# Are the Harrier and Jaguar "beautiful"?



## MarkOttawa (5 Jul 2010)

British art gallery exhibit:

The terrible beauty of machines built to kill
Charles Moore reviews Harrier and Jaguar at the Tate Britain and is not at all surprised to find beauty in the corpses of two jet fighters.
http://www.telegraph.co.uk/comment/columnists/charlesmoore/7871762/The-terrible-beauty-of-machines-built-to-kill.html



> The Sepecat Jaguar lying belly up in the Tate Britain  Photo: David Rose...


  

Harrier:






If you think about, the looks of the Harrier and Jaguar actually have quite a bit in common (role, speed...).  Really beautiful military aircraft from that era (60s)?  Can`t think of many:






Maybe:






Mark
Ottawa


----------



## wannabe SF member (5 Jul 2010)

While there is no doubting the Harrier's illustrious history and effectiveness,  I just can't bring myself to find it pretty. 
It looks like the Phantom's uglier cousin.


----------



## DexOlesa (5 Jul 2010)

Maybe not so much the Harrier, but I've always been a fan of the Jaguar.


----------



## Danjanou (5 Jul 2010)

I always thought the F-106 Delta Dart was nice looking very crisp lines


----------



## Journeyman (5 Jul 2010)

Danjanou said:
			
		

> I always thought the F-106 Delta Dart was nice looking very crisp lines


Much nicer than the _completely different_ F-102 Delta Dagger.


----------



## MarkOttawa (5 Jul 2010)

But the Convairs are 1950s, earlier era than Harrier et al.

Mark
Ottawa


----------



## Journeyman (5 Jul 2010)

MarkOttawa said:
			
		

> But the Convairs are 1950s, earlier era than Harrier et al.

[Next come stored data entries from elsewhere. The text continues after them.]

PR #792, opened 2020-05-30
Updated rustwide to 0.7.1

Kixiron:
As discussed on discord, this is part of an attempt to semi-incrementally re-implement step 1 of [the async RFC](https://github.com/rust-lang/docs.rs/blob/master/rfcs/migrate-to-async-hyper.md) now that the (hopefully) root cause of the crash was solved with `git gc`

### DIFF
--- a/Cargo.lock
+++ b/Cargo.lock
@@ -132,6 +132,11 @@ version = "0.11.0"
 source = "registry+https://github.com/rust-lang/crates.io-index"
 
 [[package]]
+name = "base64"
+version = "0.12.1"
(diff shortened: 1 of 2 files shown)


jyn514:
Some more things mentioned:
- This means we will depend on both tokio 0.1 and 0.2, but since we plan to follow it up shortly with the rest of #758, that seems reasonable.
- Since Rustwide uses tokio much less heavily, it is unlikely this will have a performance impact (or at least, not nearly as bad as #758)

PR #793, opened 2020-05-30
Integrate env-logger with the test runners stdout capturing

Nemo157:


Nemo157:
Primary advantage of this is you don't have to see log output from passing tests (unless you pass `--nocapture`), instead only failing tests get shown.

PR #2756, opened 2025-03-04
Fix pagination for recent failures

Cerber-Ursi:
Currently, on the "recent failures" page, pagination links are broken - they lead to something like https://docs.rs/releases/recent_failures/2 instead of https://docs.rs/releases/recent-failures/2. I've attempted to change the corresponding string representation - it seems to be not used otherwise.

### DIFF
--- a/src/web/releases.rs
+++ b/src/web/releases.rs
@@ -2182,4 +2182,69 @@ mod tests {
             Ok(())
         })
     }
+
+    #[test]
+    fn recent_failures_correct_pagination_links() {
+        async_wrapper(|env| async move {
+            for i in 0..RELEASES_IN_RELEASES + 1 {
+                env.fake_release()
+                    .await
+                    .name("failed")
+                    .version(&format!("0.0.{}", i))
+                    .build_result_failed()
+                    .create()
+                    .await?;
+            }
+
+            let web = env.web_app().await;
+
+            let response = web.get("/releases/recent-failures").await?;
+            assert!(response.status().is_success());
+
+            let page = kuchikiki::parse_html().one(response.text().await?);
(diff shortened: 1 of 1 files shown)


GuillaumeGomez (approved):

GuillaumeGomez:
Thanks!

GuillaumeGomez:
Just realized: can you add a test to ensure that:

1. We generate the right link
2. The linked page is actually the expected one

please?

Cerber-Ursi:
I was hoping to avoid installing the whole thing for UI testing, to be honest :) But this request is reasonable (after all, this change now is not checked automatically at all), so I'll look into it.

Cerber-Ursi:
Actually, thinking about it, I'm not totally sure how this should be approached. To test pagination, we need, well, pages, that is, we need a large enough amount of failed builds. Will it be normal to add some known-bad builds to `run-gui-tests.sh`?

And by the way, how it is ever expected to be launched locally? As-is, that is, as described in README, it fails saying that `DOCSRS_PREFIX is missing` when doing `cargo run -- database migrate`, and I guess this is expected, since this part of the script doesn't use `.env`-file, it explicitly moves it away.

Cerber-Ursi:
Aha, thanks - this appears to be easier then I thought. Updated the source branch, hopefully this is OK.

GuillaumeGomez (approved):
Awesome work, thanks a lot!

Cerber-Ursi:
Forgot about formatting, now updated.

GuillaumeGomez (approved):

GuillaumeGomez:
All good, thanks!

Issue #2787, opened 2025-04-05
Source view has many scrollbars


Alexendoo:
e.g. on https://docs.rs/crate/cargo/latest/source/Cargo.toml.orig it's gathering quite the collection

![Image](https://github.com/user-attachments/assets/d9a200f6-6073-47ab-a49c-682d6271eac1)

Alexendoo:
Occurs on Chrome & Firefox. If you're on Firefox Linux you may need to enable the "always show scrollbars" setting as it can default to overlay scrollbars. I would guess it's similar on macOS

Alexendoo:
It's from setting `overflow: scroll` on `#source-code-container` and `#source-code`, the actual scrolling is happening in the `code` element so removing these should be fine. In browsers where the scrollbar takes up room in the document (is not an overlay) `scroll` forces them to be visible

https://github.com/rust-lang/docs.rs/blob/47a493fbca82f65cbdc5809a72b179f6872cdfa8/templates/style/style.scss#L915-L918

https://github.com/rust-lang/docs.rs/blob/47a493fbca82f65cbdc5809a72b179f6872cdfa8/templates/style/style.scss#L943-L946

GuillaumeGomez:
Wanna send a fix then maybe? You already seem to have the solution. 😉

Alexendoo:
I looked at https://github.com/rust-lang/docs.rs?tab=readme-ov-file#getting-started and went with a comment instead, but actually yeah since it works in the inspector I don't need to build a local version

PR #2792, opened 2025-04-07
Fix source code UI bugs

GuillaumeGomez:
Two of the bugs can be seen here:

Screenshot From 2025-04-07 16-44-09

The last one is that the cursor was not the right one when hovering the toggle button, it's now fixed too.

I think it might help with https://github.com/rust-lang/docs.rs/issues/2787 but since I can't reproduce the bug, not sure...

Looks this now:

image


GuillaumeGomez:
And CI passed. :D

syphar (approved):
thank you for the fix!

PR #2795, opened 2025-04-09
Remove `csp_nonce` field from all template types

GuillaumeGomez:
With the new version of `askama` came the runtime values, which allows to remove a loooot of fields. :D


syphar (approved):
super nice!

PR #2857, opened 2025-07-02
Move about page tabs system in header dropdown

GuillaumeGomez:
It now looks like this:

Screenshot From 2025-07-02 15-27-56

It greatly simplifies the about pages and it also directly gives access to all pages without needing to go to the about pages index page.

### DIFF
--- a/src/web/build_details.rs
+++ b/src/web/build_details.rs
@@ -8,7 +8,7 @@ use crate::{
         extractors::{DbConnection, Path},
         file::File,
         filters,
-        page::templates::{RenderRegular, RenderSolid},
+        page::templates::{RenderBrands, RenderRegular, RenderSolid},
     },
 };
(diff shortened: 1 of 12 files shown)


syphar (commented):
can we horizontally align the text in the dropdown menu?

GuillaumeGomez:
Even simpler, added an icon:

image

syphar:
> Even simpler, added an icon:
> 
> image

I meant that I expected the _text_ to be aligned too. no matter the icon size

GuillaumeGomez:
Ah I see. Done:

image

GuillaumeGomez:
> testing this I also saw there are some discrepancies where the queue is full width, while other release-lists are not.

Ah? Do you have a screenshot? Might be simpler to open an issue and ping me on it. :)

PR #2893, opened 2025-08-12
Fix sqlx workflow syntax

GuillaumeGomez:


GuillaumeGomez:
At least now the workflow syntax is valid. :)

PR #3071, opened 2025-12-07
(DRAFT) ci: try freeing some disk space for gui tests

syphar:
alternative approaches that would take more time: 
- use the docker images from the docker CI jobs instead of building our own 
- figure out where exactly the disk space is used


syphar:
@GuillaumeGomez I think this will help :)

GuillaumeGomez:
CI passed so should be good. Thanks!

PR #3076, opened 2025-12-11
ugprade to rust 1.92

syphar:


syphar:
it seems like the docker images aren't ready yet :)

PR #3077, opened 2025-12-11
add crate-name validation to web endpoints

syphar:
for now, copy/paste the [subcrate we want to have published](https://github.com/rust-lang/crates.io/pull/12435) for clarity. 

Then this PR migrates most web handlers working with crate names to use the newtype first. This makes it possible to decline a bunch of requests without any database query. 

Only handler where we needed a little more work was the `rustdoc_redirector_handler` where we have to handle some non-crate cases before we can validate. 

I intentionally limited the migration to just a first block, otherwise the new types leak into the whole codebase. 
And I want to do the migration step by step.


GuillaumeGomez:
Normally you don't need to push sqlx files, our CI will handle it. ;)

crates/crates_io_validation/README.md
```diff
@@ -0,0 +1,6 @@
+# crates_io_validation
+
+This package contains some low-level validation functions that are used across
+the code base.
+
+These are mostly in their own crate to be shared with docs.rs.
```
GuillaumeGomez, line 6: Is the plan to make it used by crates.io?

GuillaumeGomez: (and cargo eventually?)

syphar: > Is the plan to make it used by crates.io?

yes, plan is let them have come iterations on the design, and then we publish the crate. 

> (and cargo eventually?)

Cargo accepts more things because of third party registries. So sharing logic between crates.io & docs.rs will happen more, but not sure how much forther that can gop

PR #3079, opened 2025-12-12
DRAFT/POC: proposal for splitting docs.rs into sub-crates / a workspace

syphar:
This is a proposal how I could imagine dosc.rs split into workspaces. ( please ignore the commit messages :) )

I would love to get your feedback @GuillaumeGomez beforeI spend more time on this. Perhaps better to dig into this locally to get a feeling about the structure. 

Compile time wise it's worlds, mostly when you're only working on one sub-crates. In any case you won't ever have to compile gix/crates-index/diff etc when you're just working on the builder or webserver. Also working on the watcher you'll not have to pay compile time for static assets ETag generation. 

There is still optimization potential where some libraries could work with less dependencies

### what's still to be done here: 
- [ ] test release / sqlx migrations
- [ ] follow up & integrate the last changes from the main branch 
- [ ] fix consistency check
- [ ] re-add CLI commands (not sure if all), some things perhaps into a separate CLI bin-crate, some things perhaps into the builder / watcher binaries. 
- [ ] uncomment & fix tests, probably with a test helper library. 
- [ ] i have an idea about a better split between the build-queue, and the builders 
- [ ] ( if we didn't migrate to ECS until then), perhaps create an additional legacy `cratesfyi` binary that acts as the old one.

### DIFF
--- a/crates/bin/docs_rs_builder/src/utils/queue_builder.rs
+++ b/crates/bin/docs_rs_builder/src/utils/queue_builder.rs
@@ -1,10 +1,8 @@
 use crate::config::Config;
 use crate::docbuilder::rustwide_builder::{PackageKind, RustwideBuilder};
 use anyhow::{Context as _, Result};
-use docs_rs_build_queue::BuildQueue;
 use docs_rs_context::Context;
 use docs_rs_database::types::krate_name::KrateName;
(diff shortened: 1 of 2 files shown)


syphar:
@GuillaumeGomez first design feedback? :) 

( when you have time, not time critical )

No argument. I was merely furthering _Danjanou_'s lawn-dart theory of aviation  ;D

If you're talking beautiful aircraft design......


----------



## SeanNewman (5 Jul 2010)

I don't think the Harrier is supposed to be beautiful any more than the A10 is (?)

Beauty is in the eye of the beholder, but I think planes being beautiful really took a long lunchbreak between WW2 and stealth designs like the SR71 and B2.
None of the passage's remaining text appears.